TASK PROMPT - Pick out every line of the entries below where "convert" occurs, and copy those lines.

DATA FOR REVIEW -
PR #2997, opened 2024-03-18
XWIKI-12674: Replace Restlet with Jersey

michitux:
# Jira URL

https://jira.xwiki.org/browse/XWIKI-12674

# Changes

## Description

* Set a default encoding for the response as Jersey doesn't seem to set one.

## Clarifications

* Tomcat uses ISO-8859-1 by default which means that any response that doesn't explicitly set the character set will have broken UTF-8 characters. As XWiki basically always uses UTF-8 it makes sense to set a default to UTF-8.

# Screenshots & Video

# Executed Tests

`mvn clean install -U -Pdocker,legacy,integration-tests,snapshotModules -pl :xwiki-platform-container-servlet,:xwiki-platform-office-test-docker -Dmaven.test.failure.ignore -Dmaven.build.dir=target/mysql-8.3-pom-tomcat-9-jdk17-chrome -Dxwiki.checkstyle.skip=true -Dxwiki.surefire.captureconsole.skip=true -Dxwiki.revapi.skip=true -Dxwiki.spoon.skip=true -Dxwiki.enforcer.skip=true -Dxwiki.test.ui.database=mysql -Dxwiki.test.ui.databaseTag=8.3 -Dxwiki.test.ui.jdbcVersion=pom -Dxwiki.test.ui.servletEngine=tomcat -Dxwiki.test.ui.servletEngineTag=9-jdk17 -Dxwiki.test.ui.browser=chrome -Dxwiki.test.ui.wcag=true -DjenkinsAgentName="a4-004bxqhg9po1p`

# Expected merging strategy

* Prefers squash: Yes 
* Backport on branches:
   * To be decided, maybe if we discover that this also affects resources outside Jersey.

### DIFF
--- a/xwiki-platform-core/xwiki-platform-container/xwiki-platform-container-servlet/src/main/java/org/xwiki/container/servlet/filters/internal/SetCharacterEncodingFilter.java
+++ b/xwiki-platform-core/xwiki-platform-container/xwiki-platform-container-servlet/src/main/java/org/xwiki/container/servlet/filters/internal/SetCharacterEncodingFilter.java
@@ -104,12 +104,14 @@ public class SetCharacterEncodingFilter implements Filter
     {
         // Conditionally select and set the character encoding to be used
         if (ignore || (request.getCharacterEncoding() == null)) {
-            String encoding = selectEncoding(request);
-            if (encoding != null) {
-                request.setCharacterEncoding(encoding);
+            String selectedEncoding = selectEncoding(request);
+            if (selectedEncoding != null) {
+                request.setCharacterEncoding(selectedEncoding);
             }
         }
-        // Set the default encoding for the response.
+        // Set the default encoding for the response. Use the same encoding as the request as this is supposed to be
+        // the encoding that XWiki uses in general. It is not clear that XWiki in general supports any encoding besides
+        // UTF-8, though.
         response.setCharacterEncoding(this.encoding);
         // Pass control on to the next filter
         chain.doFilter(request, response);
--- a/xwiki-platform-core/xwiki-platform-container/xwiki-platform-container-servlet/src/main/java/org/xwiki/container/servlet/filters/internal/SetCharacterEncodingFilter.java
+++ b/xwiki-platform-core/xwiki-platform-container/xwiki-platform-container-servlet/src/main/java/org/xwiki/container/servlet/filters/internal/SetCharacterEncodingFilter.java
@@ -30,14 +30,16 @@ import javax.servlet.ServletResponse;
 
 /**
  * <p>
- * Example filter that sets the character encoding to be used in parsing the incoming request,
- * either unconditionally or only if the client did not specify a character encoding. Configuration
- * of this filter is based on the following initialization parameters:
+ * Filter that sets the character encoding to be used in parsing the incoming request,
+ * either unconditionally or only if the client did not specify a character encoding. Further, the default encoding of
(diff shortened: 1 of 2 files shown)


xwiki-platform-core/xwiki-platform-container/xwiki-platform-container-servlet/src/main/java/org/xwiki/container/servlet/filters/internal/SetCharacterEncodingFilter.java
```diff
@@ -107,6 +109,8 @@ public void doFilter(ServletRequest request, ServletResponse response, FilterCha
                 request.setCharacterEncoding(encoding);
             }
         }
+        // Set the default encoding for the response.
```
vmassol, line 112: Could be interesting to document why we set the response to use the same encoding as the request. I don't necessarily see the relationship. You can send a request for some document but encode your request with a given encoding like ISO8859 but wan to receive the response with a UTF-8 encoding. Also shouldn't the response encodi be set only if the request encoding is set? What does it do to set a response encoding to null?

Thanks for working on this!

michitux: As far as I understand, the parameter is mandatory and thus cannot be `null`. Also, this is supposed to be the encoding that is used by XWiki. Unless the `ignore` parameter is set, the encoding of the request is honored and the encoding of the response is set independent of the request encoding.

We probably don't really support setting any encoding but UTF-8. We could also introduce a new filter to just set the response encoding to UTF-8. It just seemed less invasive to re-use the existing filter, in particular as it name doesn't imply in any way that it only affects the request. My understanding is that in theory you can set XWiki to use another encoding than UTF-8 for everything. I don't know what happens in this case, i.e., if in this case it would be correct to use this encoding for all responses or if in this case some code would convert the content to UTF-8 at some point and the response would still need to be UTF-8. I think in practice UTF-8 is the only encoding XWiki actually supports. We should probably remove the configuration and replace all references to it by UTF-8.

vmassol: > As far as I understand, the parameter is mandatory and thus cannot be null

I've mixed `encoding` vs `this.encoding`. Would be nice to rename `encoding` as it's a bad practice (reported by SonarQube BTW).

> We probably don't really support setting any encoding but UTF-8. We could also introduce a new filter to just set the response encoding to UTF-8. It just seemed less invasive to re-use the existing filter, in particular as it name doesn't imply in any way that it only affects the request. My understanding is that in theory you can set XWiki to use another encoding than UTF-8 for everything. I don't know what happens in this case, i.e., if in this case it would be correct to use this encoding for all responses or if in this case some code would convert the content to UTF-8 at some point and the response would still need to be UTF-8. I think in practice UTF-8 is the only encoding XWiki actually supports. We should probably remove the configuration and replace all references to it by UTF-8.

I don't have problem with that but it would be nice to explain in a comment.  

Also, in parallel, it would be nice to start a discussion thread on the forum with a proposal such as "Only support UTF-8 encoding" and get an agreement there. 

Thanks

tmortagne (approved):

PR #3006, opened 2024-03-21
XWIKI-22010: The rights buttons for Unregistered Users do not display anymore the value set after page refresh

Sereza7:
# Jira URL

https://jira.xwiki.org/browse/XWIKI-22010

# Changes

## Description

* Renamed the r variable to a more explicit name : guestRights
* Replaced the string value when calling MSCheckbox for guest users with an int value, like it is done for any other user
* Indented blocks with a wrong indentation

## Clarifications

This regression is caused because the MSCheckbox instantiation is done with a state of "1" (string) instead of 1 (int) for unregistered users.
This is inconsistent with the regular user/group MSCheckbox instantiation that used a numeric value. Beforehand it passed successfully because we used it as a list index. Now the check on the value doesn't pass and it's initialized with the default state : none.

___

I could think of 2 solutions:
1. Fix the state selector to accept int and string as a state.
2. Fix the MSCheckbox call to provide only ints for the state.

2. could be considered as leaving a breaking change in. However the MSCheckbox class is [documented nowhere](https://www.xwiki.org/xwiki/bin/view/Main/Search?text=MSCheckbox&f_type=DOCUMENT&f_locale=en&f_locale=&r=1). Because of that I suppose it's not part of our public API, so as long as we fix all internal uses, it's okay to update it.

I'd rather keep variable's type consistent here, so I'll go with 2.

# Screenshots & Video

https://github.com/xwiki/xwiki-platform/assets/28761965/7a35502b-79e2-4890-97ce-a469b01e862e

We can see on this video that unlike before, the state of the unregistered user checkboxes are correctly initialized after a refresh.
# Executed Tests

Only manual tests, see demo above. No automatic tests were broken by this regression so I suppose fixing it does not break anything. Most of the changes in this PR are codestyle only.

# Expected merging strategy

* Prefers squash: Yes 
* Backport on branches:
  * No backport (same as https://github.com/xwiki/xwiki-platform/pull/2649)

### DIFF
--- a/xwiki-platform-core/xwiki-platform-flamingo/xwiki-platform-flamingo-skin/xwiki-platform-flamingo-skin-resources/src/main/resources/flamingo/rightsUI.vm
+++ b/xwiki-platform-core/xwiki-platform-flamingo/xwiki-platform-flamingo-skin/xwiki-platform-flamingo-skin-resources/src/main/resources/flamingo/rightsUI.vm
@@ -129,7 +129,7 @@ $xwiki.ssfx.use('js/xwiki/table/livetable.css', true)
     #end
   #end
 #end
-#set ($r = [])
+#set ($guestRights = [])
 #foreach ($i in [0..$maxlevel])
   #set ($value = 0)
   #if ($allowWins.contains($i))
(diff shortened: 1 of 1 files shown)


manuelleduc (approved):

RESULT OF THIS TASK -
We probably don't really support setting any encoding but UTF-8. We could also introduce a new filter to just set the response encoding to UTF-8. It just seemed less invasive to re-use the existing filter, in particular as it name doesn't imply in any way that it only affects the request. My understanding is that in theory you can set XWiki to use another encoding than UTF-8 for everything. I don't know what happens in this case, i.e., if in this case it would be correct to use this encoding for all responses or if in this case some code would convert the content to UTF-8 at some point and the response would still need to be UTF-8. I think in practice UTF-8 is the only encoding XWiki actually supports. We should probably remove the configuration and replace all references to it by UTF-8.
> We probably don't really support setting any encoding but UTF-8. We could also introduce a new filter to just set the response encoding to UTF-8. It just seemed less invasive to re-use the existing filter, in particular as it name doesn't imply in any way that it only affects the request. My understanding is that in theory you can set XWiki to use another encoding than UTF-8 for everything. I don't know what happens in this case, i.e., if in this case it would be correct to use this encoding for all responses or if in this case some code would convert the content to UTF-8 at some point and the response would still need to be UTF-8. I think in practice UTF-8 is the only encoding XWiki actually supports. We should probably remove the configuration and replace all references to it by UTF-8.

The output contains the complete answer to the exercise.